Substitute $9\times {10}^9\text{N}\cdot {\text{m}}^{\text{2}}/{\text{C}}^{\text{2}}$ for $K$, $26\text{μC}$ for $Q$ and $20.00\text{cm}$ for $r$ in above equation to find $V$.

$\begin{array}{c}V=\frac{9\times {10}^9\text{N}\cdot {\text{m}}^{\text{2}}/{\text{C}}^{\text{2}}\left(26.00\text{μC}\times \frac{{10}^{-6}\text{C}}{1\text{μC}}\right)}{\left(20.00\text{cm}\times \frac{1\text{m}}{100\text{cm}}\right)}\\ =1.17\text{MV}\end{array}$

Thus, the electric potential is $1.17\text{MV}$.

Conclusion:

Therefore, the electric field at $r=20.00\text{cm}$ is $5.84\text{MN}/\text{C}$ and the electric potential is $1.17\text{MV}$.

(c)

To determine

The electric field and electric potential at $r=14.00\text{cm}$.

Answer to Problem 32P

The electric field at $r=14.00\text{cm}$ is $11.9\text{MN}/\text{C}$ and the electric potential is $1.67\text{MV}$.

Explanation of Solution

Given information: The radius of the spherical conductor is $14.00\text{cm}$ and charge is $26\text{μC}$.
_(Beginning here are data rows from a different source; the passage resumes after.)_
PR #11519, opened 2026-02-01
fix: update langfuse>=3.8.0 and fix cuga_agent.py

haroldship:
- langchain 1.0+ is not compatible with langfuse 2.53.9. Updated to 3.8.0+ which is the minimal version. See [https://langfuse.com/changelog/2025-10-26-langchain-v1-support](https://langfuse.com/changelog/2025-10-26-langchain-v1-support). Note that this change probably requires updating `src/backend/base/langflow/services/tracing/langfuse.py`

- CugaAgent event sometimes has string in data field, leading to exception in cuga_agent.py


haroldship:
@coderabbitai review

PR #11523, opened 2026-02-02
fix: Add batch processing for Knowledge Ingestion to avoid Chroma limit

rodrigosnader:
## Summary
- Add batching (5000 docs per batch) when adding documents to Chroma to avoid the max batch size limit of 5461
- Add `logger.info` calls for progress tracking during batch processing
- Refactor caching from global variable to function attribute in both `ingestion.py` and `retrieval.py`

## Problem
When ingesting large datasets (e.g., 51,587 documents), the Knowledge Ingestion component fails with:
```
ValueError: Batch size of 51587 is greater than max batch size of 5461
```

## Solution
Process documents in batches of 5000 (below Chroma's limit of 5461) instead of all at once.

## Test plan
- [ ] Test Knowledge Ingestion with a large dataset (>5461 documents)
- [ ] Verify batch progress appears in logs
- [ ] Verify all documents are successfully added to the knowledge base

## Release Notes

* **Performance Improvements**
  * Optimized document ingestion to process knowledge base files in batches (up to 5,000 items per batch), reducing memory usage and improving performance during knowledge base loading.

* **Chores**
  * Refactored internal caching mechanisms.
  * Updated logging infrastructure for batch processing operations.


Empreiteiro:
The ingestion process was much faster with this version, but the logs did not appear as stated in the description.

image

PR #11542, opened 2026-02-02
fix: correctly handle httpexceptions in session scope

jordanrfrazier:
Fixes how the `session_scope` handles `HTTPExceptions` and cleans up how the `auto_login` endpoint is called by the FE. 

Since the database session is in scope for many FastAPI requests, the exception handling is intercepted by the `session_scope` path. This updates that scope to ensure we immediately re-raise deliberately thrown `HTTPExceptions`. 

**Visible effects**
Prior to this PR, when `LANGFLOW_AUTO_LOGIN=false`, logs would frequently show `info` level logs of: 
```
2026-02-02T20:23:30.255644Z [info     ] Client error during session scope: 400: {'message': 'Auto login is disabled. Please enable it in the settings', 'auto_login': False}
```

and during login process:
```
2026-02-02T20:23:47.894841Z [info     ] Client error during session scope: 403: An API key must be passed as query or header
```

After this PR, intentionally raised HTTPExceptions are properly handled within the session scope, and /auto_login endpoint calls are more carefully controlled, so users will no longer see these logs.

## Release Notes

* **Bug Fixes**
  * Improved auto-login error handling and messaging.
  * Enhanced app initialization to better handle authentication state.
  * Refined exception handling in backend services for improved stability.

* **New Features**
  * Auto-login now intelligently skips if the user is already authenticated.
  * Better separation of concerns with clearer authentication flow during app startup.


src/frontend/src/pages/AppInitPage/index.tsx
```diff
@@ -72,16 +80,25 @@ export function AppInitPage() {
...
+    if (isAuthenticated) {
+      return true;
+    }
     if (autoLogin === true) {
       return true;
     }
     if (autoLogin === false) {
       return isSessionFetched;
     }
     return false;
```
olayinkaadelakun: The Logic can be simplified 

` const isSessionReady = useMemo(() => isAuthenticated || autoLogin ? true : isSessionFetched )`

the Last false would never be reached

src/frontend/src/controllers/API/queries/auth/use-get-autologin.ts
```diff
@@ -44,10 +50,13 @@ export const useGetAutoLogin: useQueryFunctionType<undefined, undefined> = (
         resetTimer();
       }
     } catch (e) {
-      const error = e as AxiosError;
+      const error = e as AxiosError<{ auto_login?: boolean }>;
```
olayinkaadelakun: Nit: can we put the generic type in a const of it own for future uses

src/frontend/src/controllers/API/queries/auth/use-get-autologin.ts
```diff
@@ -33,6 +37,12 @@ export const useGetAutoLogin: useQueryFunctionType<undefined, undefined> = (
   const retryTimerRef = useRef<NodeJS.Timeout | null>(null);
 
   async function getAutoLoginFn(): Promise<null> {
```
olayinkaadelakun, line 39: Nothing to do with you PR, just find it strange that we are return Null, where we can just return void.

Adam-Aghili (approved):
LGTM!

PR #11268, opened 2026-01-12
docs: troubleshooting for signin error message

mendonk:
A support case found some confusion around the new error message for users trying to sign in before being added by superusers.

Add an entry to troubleshooting, and clarify superuser language in the auth and api keys page.

## Release Notes

* **Documentation**
  * Enhanced authentication documentation with clearer explanations of superuser account permissions, user management capabilities, and default account activation behavior settings
  * Added comprehensive troubleshooting guide for post-upgrade (v1.7.1+) signup and authentication errors, featuring environment-specific configuration solutions, step-by-step API key setup instructions, and security considerations for both development and production deployments

<sub>✏️ Tip: You can customize this high-level summary in your review settings.</sub>

PR #11560, opened 2026-02-03
fix: remove authentication check on sign up endpoint

jordanrfrazier:
The sign up flow incorrectly required an API Token. This PR removes that requirement.

## Summary by CodeRabbit

* **New Features**
  * Public user signup is now available without administrator intervention.
  * New user activation state is controlled by configuration settings.
  * Username uniqueness validation prevents duplicate account creation.


mendonk:
Addressed in docs #11268

src/backend/base/langflow/api/v1/users.py
```diff
@@ -26,16 +26,18 @@
...
 ) -> User:
     """Add a new user to the database.
 
-    Requires superuser authentication to prevent unauthorized account creation.
+    This endpoint allows public user registration (sign up).
+    User activation is controlled by the NEW_USER_IS_ACTIVE setting.
     """
+    settings_service = get_settings_service()
+
     new_user = User.model_validate(user, from_attributes=True)
```
dkaushik94, line 37: This route is used by the GUI but how is a Pydantic `ValidationError` handled in the system since this is not handled here?

dkaushik94 (commented):
LGTM.

dkaushik94 (approved):
Comment but otherwise good to go.

src/backend/base/langflow/api/v1/users.py
jordanrfrazier: It's converted to 422 automatically, but agreed we should probably catch and handle uniformly across our endpoints. I'll make a note of that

Write the expression to calculate the electric field intensity.

$E=\frac{KQ}{r^2}$

Here,

$E$ is the electric field intensity.

$K$ is the Coulomb’s law constant.

$r$ is the separation between the charges.

$Q$ is the charge.

Substitute $9\times {10}^9\text{N}\cdot {\text{m}}^{\text{2}}/{\text{C}}^{\text{2}}$ for $K$, $26\text{μC}$ for $Q$ and $14.00\text{cm}$ for $r$ in equation (2).

$\begin{array}{c}E=\frac{9\times {10}^9\text{N}\cdot {\text{m}}^{\text{2}}/{\text{C}}^{\text{2}}\left(26.00\text{μC}\times \frac{{10}^{-6}\text{C}}{1\text{μC}}\right)}{{\left(14.00\text{cm}\times \frac{1\text{m}}{100\text{cm}}\right)}^2}\\ =11.9\text{MN}/\text{C}\end{array}$

Thus, the electric field at $r=14.00\text{cm}$ is $11.9\text{MN}/\text{C}$.

Write the expression to calculate the electric potential.

$V=\frac{KQ}{r}$

Substitute $9\times {10}^9\text{N}\cdot {\text{m}}^{\text{2}}/{\text{C}}^{\text{2}}$ for $K$, $26\text{μC}$ for $Q$ and $14.00\text{cm}$ for $r$ in above equation to find $V$.

$\begin{array}{c}V=\frac{9\times {10}^9\text{N}\cdot {\text{m}}^{\text{2}}/{\text{C}}^{\text{2}}\left(26.00\text{μC}\times \frac{{10}^{-6}\text{C}}{1\text{μC}}\right)}{\left(14.00\text{cm}\times \frac{1\text{m}}{100\text{cm}}\right)}\\ =1.67\text{MV}\end{array}$

Thus, the electric potential is $1.67\text{MV}$.

Conclusion:

Therefore, the electric field at $r=14.00\text{cm}$ is $11.9\text{MN}/\text{C}$ and the electric potential is $1.67\text{MV}$.